# [Action item]
The data is to be retyped in full, exactly.

[Start of section]

PR #9158, opened 2020-05-30
Replace any potential usage of Environment.CurrentDirectory

frenzibyte:
- [x] Depends on ppy/osu-framework#3590

### DIFF
--- a/osu.Game.Tests/Resources/TestResources.cs
+++ b/osu.Game.Tests/Resources/TestResources.cs
@@ -18,14 +18,14 @@ namespace osu.Game.Tests.Resources
 
         public static string GetTestBeatmapForImport(bool virtualTrack = false)
         {
-            var temp = Path.GetTempFileName() + ".osz";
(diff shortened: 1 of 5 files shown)


osu.Game.Tests/Resources/TestResources.cs
```diff
@@ -20,10 +21,10 @@ public static string GetTestBeatmapForImport(bool virtualTrack = false)
             var temp = Path.GetTempFileName() + ".osz";
 
             using (var stream = GetTestBeatmapStream(virtualTrack))
-            using (var newFile = File.Create(temp))
+            using (var newFile = RuntimeInfo.StartupStorage.GetStream(temp, FileAccess.Write))
```
smoogipoo, line 24: A few more usages of `StartupStorage` that should be removed.

frenzibyte: Whoops, will remove

peppy (approved):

[End of section]

# [Solution to the problem]
PR #9158, opened 2020-05-30
Replace any potential usage of Environment.CurrentDirectory

frenzibyte:
- [x] Depends on ppy/osu-framework#3590

### DIFF
--- a/osu.Game.Tests/Resources/TestResources.cs
+++ b/osu.Game.Tests/Resources/TestResources.cs
@@ -18,14 +18,14 @@ namespace osu.Game.Tests.Resources
 
         public static string GetTestBeatmapForImport(bool virtualTrack = false)
         {
-            var temp = Path.GetTempFileName() + ".osz";
(diff shortened: 1 of 5 files shown)


osu.Game.Tests/Resources/TestResources.cs
```diff
@@ -20,10 +21,10 @@ public static string GetTestBeatmapForImport(bool virtualTrack = false)
             var temp = Path.GetTempFileName() + ".osz";
 
             using (var stream = GetTestBeatmapStream(virtualTrack))
-            using (var newFile = File.Create(temp))
+            using (var newFile = RuntimeInfo.StartupStorage.GetStream(temp, FileAccess.Write))
```
smoogipoo, line 24: A few more usages of `StartupStorage` that should be removed.

frenzibyte: Whoops, will remove

peppy (approved):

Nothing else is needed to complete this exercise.